Il Cuneese va verso un isolamento grave se non verranno fatti gli adeguati investimenti in infrastrutture. Questo pezzo di nord-ovest rischia di essere tagliato fuori da grandi transiti e la mancanza di adeguate reti penalizza molto le imprese del territorio. Lo abbiamo detto la scorsa settimana al Prefetto di Cuneo Russo, assieme a tanti Sindaci, e lo ribadiamo oggi a poche ore dalla nevicata che ha bloccato il Colle della Maddalena e complicato molto la circolazione sul Tenda, per colpa di inefficienze gestionali francesi. Non possiamo più accettarlo. Lo abbiamo spiegato al Governo e lo scriviamo oggi ad Anas, assieme ai Sindaci della Valle Stura, con il Presidente dell’Unione montana Loris Emanuel, arrabbiati per il traffico bloccato sotto la neve in mezzo ai loro Comuni, con danni enormi per le comunità. Serve un intervento immediato ma strutturale, per non lasciare isolato questo pezzo di Paese“.  Lo afferma Lido Riba, Presidente Uncem Piemonte.

Asti – Cuneo

Prosegue Riba: “Sulla Asti-Cuneo continuiamo a non avere risposte, certezze sull’intervento, tempi chiari sullo sblocco degli appalti. Sul Maddalena, Anas non fa corretta informazione, non blocca i tir senza catene, fa salire tutti anche con la neve e quanto successo nelle scorse ore, con il traffico bloccato in mezzo ai paesi e tanti autoarticolati finiti fuori strada, è molto grave. Dei lavori per le circonvallazioni dei paesi non vi è traccia. Poi il Tenda, la statale e la ferrovia. Siamo arrivati al ridicolo, situazioni al limite del possibile. I Sindaci Germana Avena e Angelo Fruttero, con tutti i colleghi, sono sul piede di guerra. Hanno ragione. Non è più sopportabile quella situazione. Non è accettabile che un passaggio internazionale, da Torino verso la Francia attraverso Cuneo, sia bloccato ogni settimana per un motivo diverso. Questa volta perché i francesi non hanno pulito le strade dalla neve, la scorsa settimana perché mancava il presidio dei vigili del fuoco al tunnel. È ridicolo“.

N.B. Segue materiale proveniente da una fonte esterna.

Issue #3924, opened 2025-01-28
[Upload2USB] Writing N times to /tmp as part of file upload (before copying to USB stick) damages SD card


avni:
HTML form file upload is writing to /tmp and then copying to final destination on USB stick. This will damage SD cards (on Pis) over time with the numerous writes. 

PHP docs indicate that we can change tmp dir to another location: https://www.php.net/manual/en/ini.core.php#ini.upload-tmp-dir

**_From post by @holta in [#3921](https://github.com/iiab/iiab/issues/3921#issuecomment-2617479517)_**

> Uploading into /tmp is also a bug (causing permanent damage to IIAB microSD cards, when the real destination that matters is the USB stick!)  But perhaps we should open a separate ticket to solve that "architectural flaw" ?
> 
> Tangentially related:
> - https://github.com/iiab/iiab/issues/3403#issuecomment-2615004263 

**RELATED** 
- #3875 
- #3923
- #3919 
- #3915

jvonau:
Might just want to set the tmp dir to a scratch directory on the usbkey

In the getTargetUSBDriveLocation function is really too much calling lsblk, all you really just need is to scan /library/www/html/local_content/ to get USBX to filter out the usb boot root directory as that filtering is already done in roles/usb_lib/templates/mount.d/70-usb-library.j2

Found this for you https://stackoverflow.com/questions/12233859/php-get-path-to-every-file-in-folder-subfolder-into-array maybe just use 

function dir_scan(/library/www/html/local_content/)

tim-moody:
>Might just want to set the tmp dir to a scratch directory on the usbkey

good idea, and makes a mv easier.

also we have run out of space on /tmp on some occasions.

holta:
@avni feel free to "unassign" yourself.  If you don't have time to work on this ticket.  Thanks!

jvonau:
If you are interested in reducing the writes on the sdcards then /tmp could be a tmpfs but that limits the size to the amount of ram available. That change would have to be very early in the boot process but I just tested /etc/fstab
> ls /tmp
admin-console.sock
systemd-private-ceb23b05cae143da8a6a0bb12585db4d-ModemManager.service-j2AXHi
systemd-private-ceb23b05cae143da8a6a0bb12585db4d-systemd-logind.service-dmnxYr
systemd-private-ceb23b05cae143da8a6a0bb12585db4d-systemd-resolved.service-9uNDx6
[...]

PR #3944, opened 2025-02-15
usbmount again

jvonau:
- remove tab spacing
- restore indents for formatting
- shellcheck
- restore usbmount logging
- restore usbmount remove functionality

Working to restore umount.d to a working state with an eye to call iiab-clean-usb.sh from umount.d in place of the systemd unit file for usbmount.

PR #4086, opened 2025-09-17
update temp_dir php_value for upload2usb

chapmanjacobd:
### Fixes bug:

https://github.com/iiab/iiab/issues/3924

`/library/www/html/local_content` seems like it might be a safe place to put the temp folder. If the drive is mounted this should link to the `/media/usb?` location.

1. I'm not sure if nginx will follow the symbolic link but I assume since FancyIndex is working then `upload_tmp_dir` will work
2. I'm not sure if [move_uploaded_file](https://www.php.net/manual/en/function.move-uploaded-file.php) will like if `from` and `to` are the same file. (If the destination file already exists, it will be overwritten--but this was already the case without this PR). I'm not sure what PHP will name the temp files... But since upload2usb is always moving to a sub-folder as a final destination anyways this is possibly a non-problem.
3. I've avoided having a temp sub-folder (eg. `USB:/upload2usb_temp/`) because it adds (unnecessary [hopefully]) clutter. Though it would be better to follow the POSIX atomic steps (write to a temporary file, synchronize the data and directory to disk, and then atomically rename the temporary file to replace the original, etc). PHP might be handling this for us. I'm not sure yet.
4. It also depends _when_ PHP is looking up the local_content folder--the process might be "getting the inode number" too early for it to know about the re-link to /media, etc

This is totally untested

@holta

### DIFF
--- a/roles/2-common/tasks/fl.yml
+++ b/roles/2-common/tasks/fl.yml
@@ -24,6 +24,7 @@
     - "{{ iiab_zim_path }}/content"    # /library/zims
     - "{{ iiab_zim_path }}/index"
     - "{{ doc_root }}/local_content"    # /library/www/html
+    - "{{ doc_root }}/local_content/USB0"
     - "{{ doc_root }}/modules"
     - "{{ doc_root }}/common/css"
     - "{{ doc_root }}/common/js"
--- a/roles/nginx/templates/iiab.conf.j2
+++ b/roles/nginx/templates/iiab.conf.j2
@@ -2,10 +2,6 @@ location / {
     rewrite ^/$ $1{{ iiab_home_url }};
 }
 
-upstream php-usb0 {
-    server unix:/run/php/php{{ php_version }}-fpm-usb0.sock;
-}
-
 location /usb {
     alias /library/www/html/local_content/;
     fancyindex on;    # autoindex on;
--- a/roles/nginx/templates/iiab.conf.j2
+++ b/roles/nginx/templates/iiab.conf.j2
@@ -13,12 +13,11 @@ location ~ ^/upload2usb/(.*)\.php$ {
     proxy_set_header X-Real-IP  $remote_addr;
     proxy_set_header X-Forwarded-For $remote_addr;
     proxy_set_header Host $host;
-    fastcgi_pass php;
+    fastcgi_pass unix:/run/php/php{{ php_version }}-fpm-local_content.sock;
     fastcgi_index index.php;
     fastcgi_split_path_info ^(.+\.php)(/.+)$;
     fastcgi_param   SCRIPT_FILENAME    $document_root$fastcgi_script_name;
     fastcgi_param   SCRIPT_NAME        $fastcgi_script_name;
-    fastcgi_param   PHP_VALUE          "upload_tmp_dir=/library/www/html/local_content";
     include fastcgi_params;
 }
 
--- a/roles/nginx/templates/iiab.conf.j2
+++ b/roles/nginx/templates/iiab.conf.j2
@@ -18,6 +18,7 @@ location ~ ^/upload2usb/(.*)\.php$ {
     fastcgi_split_path_info ^(.+\.php)(/.+)$;
     fastcgi_param   SCRIPT_FILENAME    $document_root$fastcgi_script_name;
     fastcgi_param   SCRIPT_NAME        $fastcgi_script_name;
+    fastcgi_param   PHP_VALUE          "upload_tmp_dir=/library/www/html/local_content";
     include fastcgi_params;
 }
 
--- a/roles/nginx/templates/iiab.conf.j2
+++ b/roles/nginx/templates/iiab.conf.j2
@@ -2,6 +2,10 @@ location / {
     rewrite ^/$ $1{{ iiab_home_url }};
 }
 
+upstream php-usb0 {
+    server unix:/run/php/php{{ php_version }}-fpm-usb0.sock;
+}
+
 location /usb {
     alias /library/www/html/local_content/;
     fancyindex on;    # autoindex on;
@@ -13,7 +17,7 @@ location ~ ^/upload2usb/(.*)\.php$ {
     proxy_set_header X-Real-IP  $remote_addr;
     proxy_set_header X-Forwarded-For $remote_addr;
     proxy_set_header Host $host;
-    fastcgi_pass unix:/run/php/php{{ php_version }}-fpm-local_content.sock;
+    fastcgi_pass php-usb0;
     fastcgi_index index.php;
     fastcgi_split_path_info ^(.+\.php)(/.+)$;
     fastcgi_param   SCRIPT_FILENAME    $document_root$fastcgi_script_name;
--- a/roles/nginx/templates/nginx.conf.j2
+++ b/roles/nginx/templates/nginx.conf.j2
@@ -104,5 +104,10 @@ http {
     upstream php {
         server unix:/run/php/php{{ php_version }}-fpm.sock;
     }
-           
+
+    # define the upstream backend fastcgi for Upload2USB
+    upstream php-usb0 {
+        server unix:/run/php/php{{ php_version }}-fpm-usb0.sock;
+    }
+
 }
--- a/roles/usb_lib/tasks/nginx.yml
+++ b/roles/usb_lib/tasks/nginx.yml
@@ -30,6 +30,16 @@
 #     state: absent
 #   when: not usb_lib_enabled
 
+- name: Install /etc/php/{{ php_version }}/fpm/pool.d/USB0.conf
+  copy:
+    src: roles/usb_lib/templates/USB0.conf
+    dest: /etc/php/{{ php_version }}/fpm/pool.d/USB0.conf
+
+- name: Restart 'php-fpm' systemd service
+  systemd:
+    name: php{{ php_version }}-fpm
+    state: restarted
+
 - name: Restart 'nginx' systemd service
   systemd:
     name: nginx
--- a/roles/usb_lib/tasks/nginx.yml
+++ b/roles/usb_lib/tasks/nginx.yml
@@ -30,10 +30,10 @@
 #     state: absent
 #   when: not usb_lib_enabled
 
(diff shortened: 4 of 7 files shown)


holta:
@avni would you be able to test this immediately, e.g. overnight if you have time?

```
curl iiab.io/install.txt | bash -s 4086
```

holta:
@Ark74 would you be able to look over this PR, and also... ?

- PR #4087

avni (commented):
Thank you @chapmanjacobd! 

/library/www/html/local_content still refers to the microSD card. The USB drive is mounted to a subfolder within the local_content folder - see screenshot below. 

20250918_00h55m04s_grim

I went ahead and tested this change because I think it's on the right track - we need to figure out how to pass INI parameters through the NGINX config. I modified `/etc/nginx/server.conf` to add the edit in this PR and then ran `systemctl restart nginx`. systemctl status nginx, shows the error: `"Passing INI directive through FASTCGI: unable to set '"upload_tmp_dir'" while reading response header from upstream`...

IIAB Diagnostics: https://paste.centos.org/view/a28e1a05

chapmanjacobd:
> '"upload_tmp_dir'"

That's weird that ' and " are going in the same direction at the start and end...

> '¨upload_tmp_dir'"

In the CentOS Pastebin it even shows this... putting that in a UTF-8 tool it doesn't seem like an ASCII character:

```
'
¨ (DIAERESIS, U+168, 0xc2a8)   <----
upload_tmp_dir'"⏎
```

probably a red herring but strange!

Will dig into it more tomorrow

chapmanjacobd:
Looking more into [the documentation](https://www.php.net/manual/en/ini.core.php#ini.sect.file-uploads) this doesn't seem possible actually. `upload_tmp_dir` is an `INI_SYSTEM` setting so it can only be applied globally. :/

avni:
> That's weird that ' and " are going in the same direction at the start and end...
> `'¨upload_tmp_dir'"`

Yes, saw that too and meant to mention. I removed the quotes and tried again but the same error was in the log. Something odd going on there - I'll test again and see if I can get that to go away!

holta:
➡️ Huge thanks to everyone pressing forward here, on this infrastructural dilemma from almost a year ago! ⬅️

chapmanjacobd:
I added a pool instead which should allow setting the INI_SYSTEM value

chapmanjacobd:
PHP might complain that `/library/www/html/local_content/USB0` doesn't exist if it is starting without a USB plugged in. In that case we'll need to adjust `roles/usb_lib/templates/mount.d/70-usb-library.j2` and `roles/usb_lib/templates/iiab-clean-usb.sh` to create the folder by default, rmdir before `ln` and when the USB is unplugged create it again after cleaning up

chapmanjacobd:
If the unit tests pass now then we may still need to add a "restart php-fpm" in both `mount.d/70-usb-library.j2` and `iiab-clean-usb.sh`; if the unit tests fail then it could very well also be a syntax error in the php pool config that I wrote

roles/2-common/tasks/fl.yml
```diff
@@ -24,6 +24,7 @@
     - "{{ iiab_zim_path }}/content"    # /library/zims
     - "{{ iiab_zim_path }}/index"
     - "{{ doc_root }}/local_content"    # /library/www/html
+    - "{{ doc_root }}/local_content/USB0"
```
avni, line 27: It's not guaranteed that the USB stick is mounted at USB0. I'll go back and check the logic that determines the name.

chapmanjacobd: Yeah, I suppose we could dynamically modify all the different places where we need to reference it.... If Upload2USB only supports one USB then it might be a bit more sustainable to isolate that bit of code that determines which USB "wins" into only one or two places.

If Upload2USB supports more than one USB then ideally the upload_tmp_dir would exist on each USB... if that is the case then we need to create a new php-fpm pool for each USB (we might need to follow this pattern or something similar anyway! (for the reason that you said--the name is not known ahead of time)--even if we support just one USB)

but let's check that the idea of having PHP upload the temp file to a USB _works at all_ first and once we know it works with USB0 (or USB1 or whatever exists) before we fine-tune this

avni: > let's check that the idea of having PHP upload the temp file to a USB works at all first and once we know it works with USB0 (or USB1 or whatever exists) before we fine-tune this

+1

holta:
@Ark74 solving #3924 in a clean/simple way is not easy (due to PHP it appears!)  So talking to Ruben might be our next step? (:

jvonau:
https://www.macs.hw.ac.uk/~hwloidl/docs/PHP/features.commandline.html

Wouldn't passing '-d upload_tmp_dir=/path' to php be enough to override the php.ini file?

jvonau:
Related: #3944

Ark74:
using sysstat to monitor the devices usage with:

```
USB=$(lsblk -no PKNAME "$(findmnt -no SOURCE /media/usb0)") && iostat -dxm "$USB" mmcblk0 1
```

You can see there is minimum to none writing to the SD card.
sysstat

chapmanjacobd:
> minimum to none writing to the SD card

this is with this PR or without it?

iostat might not be the best tool to use for this--but I don't know what else you could use. maybe [fatrace](https://github.com/martinpitt/fatrace)? I'm not a [bpftrace](https://github.com/bpftrace/bpftrace?tab=readme-ov-file#probe-types) expert but that would likely do quite well

holta:
@Ark74 suggests trying to upload a "student video" that's larger than ~513 MB — using a 1GB RAM Raspberry Pi 3, running RasPiOS 13 "Trixie" (which uses RAM from tmpfs) — to see if this works at all! 🏹

jvonau:
I have a couple of suggestions but for another day.

Ark74:
> this is with this PR or without it?

of course using with this PR.

holta:
@Ark74 did some really good work today trying things like Upload2USB on an old RPi 3 — quick summary here:

> Sadly, I need to report that rpi3 can't handle 1.3GB the upload breaks and due the lack of enough memory, it does write on the SD, [PR #4086] could use some fancy php and nginx to try to prevent that but requires some hours into testing just to try to [stretch] the limitations on the rpi3

> so I wonder if that's some actual goal, and what tradeoffs/limits do you find acceptable for low resource devices like the rpi3.

➡️ RPi 3's are excruciatingly slow due to internal USB 2.0 — so I've put an RPi 4 with USB 3.0 online at 100.64.0.30 (also 1GB RAM)  in case he/we need that to probe further?

holta:
> RPi 3's are excruciatingly slow due to internal USB 2.0

@Ark74 confirmed that uploading large files (e.g. 1GB) while slow, can actually work to RPi 3 — FYI he tested with this PR #4086 installed — and with "nginx + php set to 2 GB" :

- 629MB - 38min
- 786MB - 45min
- 900MB - 52min
- 1073MB - 59min

Ark74:
A couple of note on my findings.

I've noticed that this MR have one important proposal for low resource devices.  
The default PHP _http file upload_ require a tmp dir to allocate the whole file before writing to the actual path, in new releases /tmp is now tmpfs which is good for small files, but also for the SD card lifespan.

While the second option is to use the PHP _input stream_ it may get a bit more complex and increase the error factor.
So, the nice thing about this MR is that sets `php_admin_value[upload_tmp_dir]` to the actual USB drive, that along some other settings allow to upload really big files on it, only limited by the USB drive capacity.

On a vanilla install you can add the following settings to be able to upload big files, even with a rpi3 with only 1GB of RAM shared with /tmp (512MB tmpfs). I tested with 25.04 server, so you don't have to deal with the double mounting issue.

## nginx - /etc/nginx/conf.d/iiab.conf

```
....
fastcgi_request_buffering off;
client_max_body_size      2g;
client_body_buffer_size   512k
client_body_timeout       3600
fastcgi_read_timeout      3600
send_timeout              3600
}
```

## php - /etc/php/8.4/fpm/pool.d/www.conf

```
php_admin_value[upload_tmp_dir]     = /library/www/html/local_content/USB0
php_admin_value[sys_temp_dir]       = /library/www/html/local_content/USB0
php_admin_value[upload_max_filesize]= 2G
php_admin_value[post_max_size]      = 2G
php_admin_value[max_input_time]     = 3600
php_admin_value[max_execution_time] = 3600
```

I used 2GB but you should be able to set it to some crazy size that can allocate the uploaded file.

For practical use case it is required to think that rpi3 has an average of ~17MB/minute transfer rate due to USB2.0;

- 629MB - 38min - 16.55 MB/min
- 786MB - 45min - 17.46 MB/min
- 900MB - 52min - 17.30 MB/min
- 1073MB - 59min - 18.18 MB/min

So trying to move multiple large files on a class with many students on such device might not be advised.  
I suppose small devices could use the usb drive instead of ram, an rpi4 improves the speed to ~28 MB/min, but I suppose using a device with more resources is better to rely on ram when possible.   

So maybe having a max size number in mind, will help identify the devices that won't be able to handle it using ram and then use this approach instead, just an idea.

Let me know if there is anything else that might require details.   
Regards.

chapmanjacobd:
Thank you Luis! The testing that you've done here is invaluable.

I think it will be too flaky to use the USB mountpoint as the PHP temp dir. Especially if we add mount/unmount operations within the page itself via `pmount`! 

But even if we don't do that (and even if the double mounting didn't exist)--the code in this PR isn't robust for devices (auto)mounted in different locations from /media/usb0. PHP just isn't designed for dynamic tmp dir.

I imagine that 1 hour of uploading is already at the top end of the spectrum for how long people are willing to wait so we don't need to target files bigger than 1GB (by the max data rate).

I think the right move is to replace this PR with just the improvement on the existing PHP settings to allow for larger uploads which Luis has identified

holta:
Extraordinary!

- Thank you @Ark74 for this intensive ground truthing.

- And @chapmanjacobd for making it happen; contextualizing our likely next steps.

chapmanjacobd:
feel free to re-open if there is a need for this. With tmpfs /tmp and zram becoming default more and more, this seems less needed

La politica locale – spiega il Presidente Uncem, Marco Bussone – a partire dal Sindaco di Cuneo, sta facendo una battaglia sacrosanta e forte per dare dignità a questa porzione di Alpi. Ma è chiaro che ci sentiamo presi in giro, da Anas e da chi a Roma non risponde, è disinteressato, chi pensa che qui ci siano ancora gli ultimi nel territorio marginale dell’Italia. Meritiamo di più. Lo ripetiamo con forza. E ci faremo ascoltare“.